Mixed gray-color images encryption algorithm based on a memristor chaotic system and 2D compression sensing

Abstract

Multi-image encryption has attracted great interest in the era of secret communication, however, the mixed encryption of gray and color images has been reported rarely. Meanwhile, the security of image encryption based on chaos system depends heavily on the performance of pseudo randomness and sensibility. Thus, a four-dimensional chaotic system is improved by introducing a memristor, which has good nonlinear characteristic and can enhance chaotic property. It is found that this new system possesses larger chaotic scope and exhibits a coexistence phenomenon, all of which reveal the intricate nature and underlying application. After the verification of spectral entropy and circuit simulations of the new system, a mixed-image encryption algorithm based on two-dimension compression sensing (2DCS) is designed innovatively. To achieve the target of compression and encryption, the image set is first preprocessed and varied utilizing DWT, and then is sampled by measurement matrix in two-dimension. Next, the pixels of compressed image set are diffused by employing DNA coding. The accuracy of reconstruction image is closely related to the randomness and sparsity of the measurement matrix.

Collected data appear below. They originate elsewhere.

Issue #1654, opened 2021-03-03
History in projectile-run-project lists all duplicates


doctordesh:
(disclaimer, I don't know if this is a bug or intentional behaviour, but since this was a bug template I used it)

## Expected behavior

* Given a history of different commands run with `projectile-run-project`, where some commands have been used multiple times in a row (like: `<cmd1>`, `<cmd1>`, `<cmd1>`, `<cmd2>`, `<cmd1>`, `<cmd1>` ...)
* When using `M-p` and `M-n` to move in the history
* Then projectile should only move between "unique" entries and ignores the duplicates

**Informal example**

I made 1 call to do `go mod vendor` then ~15 calls to `go run main.go`. I had to use `M-p` 15 times to get back to `go mod vendor`

## Actual behavior

Projectile keeps all the commands in the history, regardless of uniqueness. 

## Steps to reproduce the problem

* Run `<cmd1>` 1 time
* Run `<cmd2>` 10 times
* Use `M-p` 10 times to move up to <cmd1>

### Projectile version information

```
Projectile version: 20210104.1216
```

### Emacs version

27.1

### Operating system

macOS

bbatsov:
Projectile simply delegates to `complilation-mode` for the command execution. Perhaps there's some way to instruct it to keep only unique commands in its history.

PR #1774, opened 2022-05-02
Don't add Duplicate Commands to Command History

LaurenceWarne:
Hi, this PR makes it so that duplicate commands are not added to the command history (a command is only added to the history ring if it doesn't equal the most recent command).  

Related is: https://github.com/bbatsov/projectile/issues/1654, but it has the same effect for `projectile-test-project`, `projectile-compile-project` and so on.

Thanks!

-----------------

Thanks!


bbatsov:
Thanks!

Chaotic system with pseudo-randomness can be fully exploited to fabric a measurement matrix. Hence the Toeplitz cyclic chaos matrix is conceived and the reconstruction accuracy does have better results. In addition, this method can not only encrypt multiple mixed images with grey and color simultaneously, but also compress them with different sizes and less storage space. At last, the reliability of the novel algorithm is assessed through a series of reconstruction and security performance tests. The results indicate that the encryption scheme has a better effect than encrypting one kind of image, and prove that the algorithm has high reconstruction accuracy and security.